I have a suspicion that building 40,000 terabits per second in ~10 undersea
links with the rest of the world would be a lot less than 1000x as expensive
as building a single undersea link at 40 terabits per second, or one new
undersea link every two years of economic pain amidst undersupply. The issue
is you couldn't _charge end-users_ 1000x more for it, or even 10x more for it,
so it doesn't make any sense for private actors to build: ISPs can't
reasonably capture value generated in the economy at large.

From what I'm told, the US built much of its actual fiber-miles count in the
late 1990's when projections were that bandwidth usage would grow
exponentially for a long time, and we were "running out" (with a high profit
margin on each small step forward to add to the supply).
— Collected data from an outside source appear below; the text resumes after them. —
PR #996, opened 2024-08-11
Add cooldown on claiming disbanded territory

### LINKED ISSUE #833: There is no cooldown on unclaimed chunks
From unclaim, from disband

StudentAlleg:
Add a cooldown on claiming territory recently unclaimed due to a Clan disband.

Fixes #833

### DIFF
--- a/clans/src/main/java/me/mykindos/betterpvp/clans/clans/ClanManager.java
+++ b/clans/src/main/java/me/mykindos/betterpvp/clans/clans/ClanManager.java
@@ -22,6 +22,7 @@ import me.mykindos.betterpvp.core.components.clans.IClan;
 import me.mykindos.betterpvp.core.components.clans.data.ClanAlliance;
 import me.mykindos.betterpvp.core.components.clans.data.ClanEnemy;
 import me.mykindos.betterpvp.core.components.clans.data.ClanMember;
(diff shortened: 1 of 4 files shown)


clans/src/main/java/me/mykindos/betterpvp/clans/clans/ClanManager.java
```diff
@@ -177,6 +184,23 @@ public Optional<Clan> getClanByChunk(Chunk chunk) {
         return getClanById(uuid);
     }
 
+    public void applyDisbandClaimCooldown(ClanTerritory clanTerritory) {
+        setClaimCooldown(clanTerritory.getWorldChunk(), (long) (claimDisbandCooldown * 1000L));
+    }
```
Mykindos, line 189: not really necessary coinsidering all it does is call another function

Mykindos (changes requested):

clans/src/main/java/me/mykindos/betterpvp/clans/clans/ClanManager.java
StudentAlleg: I'm not sure if I want to also do things regular unclaiming, or add a way to designate an area unclaimable that admins can use (for whatever reason), which is why this was organized this way. Also, so that the config was defined in clanManager instead of the event listener.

Then we figured out
how to do wavelength division multiplexing and all of a sudden an existing
fiber could carry 100x more information. This led to the existing players
going bankrupt, and the "Dark fiber" era, ten years of overshoot before we
started digging fiber lines again domestically on a large scale.

This oversupply enabled the Internet in the US to blossom. Last-mile issues
were all that existed for the longest time. If we had spent that decade
bottlenecked for lack of backbone & backhaul bandwidth, constantly bumping
into saturation of the existing links and frenzied construction of new links,
the Internet would be a very different place. A more metered place, with a
very high degree of rent-seeking by the existing players, and a lot of
bandwidth-intensive web ideas killed in their cradles.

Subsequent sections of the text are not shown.